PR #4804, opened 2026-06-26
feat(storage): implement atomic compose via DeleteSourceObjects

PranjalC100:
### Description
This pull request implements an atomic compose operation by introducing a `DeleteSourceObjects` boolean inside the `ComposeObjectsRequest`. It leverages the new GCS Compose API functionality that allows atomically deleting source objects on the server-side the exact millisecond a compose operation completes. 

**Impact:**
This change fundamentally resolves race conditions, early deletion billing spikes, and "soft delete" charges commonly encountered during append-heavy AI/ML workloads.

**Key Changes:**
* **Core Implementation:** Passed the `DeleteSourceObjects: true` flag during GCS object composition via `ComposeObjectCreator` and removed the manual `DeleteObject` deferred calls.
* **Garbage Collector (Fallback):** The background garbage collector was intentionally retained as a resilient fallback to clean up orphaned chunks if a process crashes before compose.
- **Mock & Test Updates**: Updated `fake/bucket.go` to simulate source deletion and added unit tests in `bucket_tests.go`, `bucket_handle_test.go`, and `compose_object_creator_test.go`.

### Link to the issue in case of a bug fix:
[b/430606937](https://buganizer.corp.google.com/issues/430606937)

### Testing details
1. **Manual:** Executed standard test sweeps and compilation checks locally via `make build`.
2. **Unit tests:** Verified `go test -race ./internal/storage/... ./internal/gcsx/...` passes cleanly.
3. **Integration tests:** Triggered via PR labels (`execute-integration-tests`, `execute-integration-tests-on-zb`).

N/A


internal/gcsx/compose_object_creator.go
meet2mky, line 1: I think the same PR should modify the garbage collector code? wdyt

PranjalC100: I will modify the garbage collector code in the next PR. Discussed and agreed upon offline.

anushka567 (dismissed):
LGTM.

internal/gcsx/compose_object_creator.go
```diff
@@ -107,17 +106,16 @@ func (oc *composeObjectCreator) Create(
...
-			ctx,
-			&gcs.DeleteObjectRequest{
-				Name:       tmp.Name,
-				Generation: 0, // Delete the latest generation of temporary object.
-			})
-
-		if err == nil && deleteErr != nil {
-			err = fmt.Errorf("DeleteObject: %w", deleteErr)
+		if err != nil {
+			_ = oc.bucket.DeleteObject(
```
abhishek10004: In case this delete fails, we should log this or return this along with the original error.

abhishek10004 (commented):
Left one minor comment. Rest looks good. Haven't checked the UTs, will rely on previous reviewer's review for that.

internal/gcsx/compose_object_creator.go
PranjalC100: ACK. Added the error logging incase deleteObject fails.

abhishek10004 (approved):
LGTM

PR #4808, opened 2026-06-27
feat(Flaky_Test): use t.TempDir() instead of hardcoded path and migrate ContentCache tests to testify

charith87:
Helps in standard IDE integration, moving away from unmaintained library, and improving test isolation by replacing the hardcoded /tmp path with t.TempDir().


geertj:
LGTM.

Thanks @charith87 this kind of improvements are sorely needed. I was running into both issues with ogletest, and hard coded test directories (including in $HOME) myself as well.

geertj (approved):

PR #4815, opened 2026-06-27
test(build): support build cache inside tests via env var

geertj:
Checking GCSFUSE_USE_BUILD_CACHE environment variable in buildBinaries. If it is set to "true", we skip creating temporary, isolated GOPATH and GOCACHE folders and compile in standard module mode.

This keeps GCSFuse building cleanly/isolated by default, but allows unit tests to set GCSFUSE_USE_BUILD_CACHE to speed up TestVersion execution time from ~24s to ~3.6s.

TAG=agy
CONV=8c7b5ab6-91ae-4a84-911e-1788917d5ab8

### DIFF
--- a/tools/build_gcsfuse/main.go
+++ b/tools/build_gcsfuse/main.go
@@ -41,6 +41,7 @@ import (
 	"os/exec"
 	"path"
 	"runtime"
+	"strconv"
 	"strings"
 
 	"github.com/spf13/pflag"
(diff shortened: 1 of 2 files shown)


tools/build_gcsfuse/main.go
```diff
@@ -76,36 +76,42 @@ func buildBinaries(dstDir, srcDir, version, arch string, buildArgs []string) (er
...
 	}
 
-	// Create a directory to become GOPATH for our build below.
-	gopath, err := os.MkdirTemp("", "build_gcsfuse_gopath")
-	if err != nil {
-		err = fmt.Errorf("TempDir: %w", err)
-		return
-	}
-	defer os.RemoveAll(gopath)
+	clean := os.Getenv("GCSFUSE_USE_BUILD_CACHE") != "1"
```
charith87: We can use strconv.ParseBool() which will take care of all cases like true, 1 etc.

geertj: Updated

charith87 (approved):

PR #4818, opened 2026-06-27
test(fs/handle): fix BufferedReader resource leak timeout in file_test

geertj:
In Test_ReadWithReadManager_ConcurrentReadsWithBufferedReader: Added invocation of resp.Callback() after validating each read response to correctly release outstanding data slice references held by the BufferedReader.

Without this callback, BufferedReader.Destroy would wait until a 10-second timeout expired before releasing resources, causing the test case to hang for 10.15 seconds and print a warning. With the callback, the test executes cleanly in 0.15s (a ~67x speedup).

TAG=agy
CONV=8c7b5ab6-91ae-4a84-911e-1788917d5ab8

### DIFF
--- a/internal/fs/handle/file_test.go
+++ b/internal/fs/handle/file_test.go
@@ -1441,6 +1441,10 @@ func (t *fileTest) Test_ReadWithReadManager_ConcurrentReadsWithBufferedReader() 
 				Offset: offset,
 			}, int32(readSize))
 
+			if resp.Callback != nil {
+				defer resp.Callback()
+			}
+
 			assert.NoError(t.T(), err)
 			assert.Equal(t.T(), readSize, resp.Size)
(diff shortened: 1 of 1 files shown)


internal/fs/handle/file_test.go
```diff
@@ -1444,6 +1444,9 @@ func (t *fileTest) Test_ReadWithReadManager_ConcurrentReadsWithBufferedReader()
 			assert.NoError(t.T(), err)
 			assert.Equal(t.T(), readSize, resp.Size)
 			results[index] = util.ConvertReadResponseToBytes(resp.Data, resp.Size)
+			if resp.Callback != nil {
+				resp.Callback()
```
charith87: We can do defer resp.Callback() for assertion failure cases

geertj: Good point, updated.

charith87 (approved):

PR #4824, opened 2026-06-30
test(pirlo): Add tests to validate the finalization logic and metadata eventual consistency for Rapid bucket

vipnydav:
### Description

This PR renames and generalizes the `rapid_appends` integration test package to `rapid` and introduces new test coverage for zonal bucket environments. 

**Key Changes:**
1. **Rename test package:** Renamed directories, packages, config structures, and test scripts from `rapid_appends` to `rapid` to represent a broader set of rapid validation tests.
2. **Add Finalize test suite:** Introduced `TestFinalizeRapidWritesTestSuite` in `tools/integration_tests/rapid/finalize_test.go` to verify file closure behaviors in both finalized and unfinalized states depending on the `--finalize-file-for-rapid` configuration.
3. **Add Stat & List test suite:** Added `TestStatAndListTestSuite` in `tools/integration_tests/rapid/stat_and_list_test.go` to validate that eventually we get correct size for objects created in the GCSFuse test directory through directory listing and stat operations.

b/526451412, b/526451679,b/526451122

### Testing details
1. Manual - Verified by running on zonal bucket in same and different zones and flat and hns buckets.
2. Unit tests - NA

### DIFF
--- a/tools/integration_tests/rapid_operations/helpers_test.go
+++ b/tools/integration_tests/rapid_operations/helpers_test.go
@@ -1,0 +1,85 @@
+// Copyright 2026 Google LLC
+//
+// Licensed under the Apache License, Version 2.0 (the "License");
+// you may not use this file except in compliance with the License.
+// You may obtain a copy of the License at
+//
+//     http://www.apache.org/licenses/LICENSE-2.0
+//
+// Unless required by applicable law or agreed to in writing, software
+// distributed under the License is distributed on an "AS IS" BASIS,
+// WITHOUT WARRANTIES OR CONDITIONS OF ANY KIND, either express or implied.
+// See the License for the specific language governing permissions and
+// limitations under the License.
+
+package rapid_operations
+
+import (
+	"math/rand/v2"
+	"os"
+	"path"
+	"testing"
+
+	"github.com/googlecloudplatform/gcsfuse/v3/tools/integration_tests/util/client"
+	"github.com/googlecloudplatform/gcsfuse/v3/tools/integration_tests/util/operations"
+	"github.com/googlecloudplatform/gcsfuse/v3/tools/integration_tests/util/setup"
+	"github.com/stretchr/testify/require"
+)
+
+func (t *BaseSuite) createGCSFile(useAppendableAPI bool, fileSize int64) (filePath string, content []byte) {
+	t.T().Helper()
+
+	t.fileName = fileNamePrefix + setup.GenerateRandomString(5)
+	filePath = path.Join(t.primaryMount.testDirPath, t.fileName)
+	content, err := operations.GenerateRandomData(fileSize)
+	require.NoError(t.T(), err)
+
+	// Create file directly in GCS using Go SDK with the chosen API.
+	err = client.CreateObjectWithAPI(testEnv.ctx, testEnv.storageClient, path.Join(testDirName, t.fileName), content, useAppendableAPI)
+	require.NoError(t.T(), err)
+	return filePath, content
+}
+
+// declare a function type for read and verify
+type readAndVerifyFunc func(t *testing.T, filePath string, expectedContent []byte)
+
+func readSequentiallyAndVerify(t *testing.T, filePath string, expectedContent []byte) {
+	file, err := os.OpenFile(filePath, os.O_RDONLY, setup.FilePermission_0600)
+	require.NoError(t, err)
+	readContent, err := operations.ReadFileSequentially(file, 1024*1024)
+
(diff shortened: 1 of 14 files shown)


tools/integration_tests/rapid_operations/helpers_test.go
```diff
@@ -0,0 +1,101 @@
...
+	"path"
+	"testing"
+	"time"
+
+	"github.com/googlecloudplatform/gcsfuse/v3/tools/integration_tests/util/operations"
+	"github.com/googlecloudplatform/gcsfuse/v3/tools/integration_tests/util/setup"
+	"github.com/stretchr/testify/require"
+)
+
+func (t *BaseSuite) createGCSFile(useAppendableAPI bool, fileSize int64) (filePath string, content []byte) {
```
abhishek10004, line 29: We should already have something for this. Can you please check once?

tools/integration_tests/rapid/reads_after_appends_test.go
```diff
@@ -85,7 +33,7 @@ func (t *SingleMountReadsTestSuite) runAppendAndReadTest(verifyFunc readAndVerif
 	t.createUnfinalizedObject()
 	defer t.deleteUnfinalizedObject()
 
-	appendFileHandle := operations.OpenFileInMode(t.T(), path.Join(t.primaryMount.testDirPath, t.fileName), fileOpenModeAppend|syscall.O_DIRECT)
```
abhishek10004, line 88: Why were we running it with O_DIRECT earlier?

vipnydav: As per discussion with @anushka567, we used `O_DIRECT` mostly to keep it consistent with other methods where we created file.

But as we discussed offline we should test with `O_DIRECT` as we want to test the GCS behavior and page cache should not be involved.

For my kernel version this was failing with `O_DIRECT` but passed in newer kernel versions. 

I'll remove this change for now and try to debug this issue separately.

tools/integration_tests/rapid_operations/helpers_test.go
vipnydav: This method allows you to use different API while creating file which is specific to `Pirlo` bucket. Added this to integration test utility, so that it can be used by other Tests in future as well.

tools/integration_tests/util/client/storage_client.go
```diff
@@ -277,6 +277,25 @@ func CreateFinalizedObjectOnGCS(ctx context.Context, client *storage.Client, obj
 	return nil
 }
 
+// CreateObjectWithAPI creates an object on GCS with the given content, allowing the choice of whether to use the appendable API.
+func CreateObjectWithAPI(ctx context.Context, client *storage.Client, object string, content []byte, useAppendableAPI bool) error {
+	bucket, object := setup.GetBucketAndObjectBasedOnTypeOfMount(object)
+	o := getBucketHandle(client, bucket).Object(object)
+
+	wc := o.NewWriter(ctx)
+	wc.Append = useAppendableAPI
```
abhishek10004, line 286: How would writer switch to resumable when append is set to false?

++++++++

Aim of the exercise | Select from the material above each line in which the string "cases" appears, and list those lines.

Completed exercise |
charith87: We can use strconv.ParseBool() which will take care of all cases like true, 1 etc.
charith87: We can do defer resp.Callback() for assertion failure cases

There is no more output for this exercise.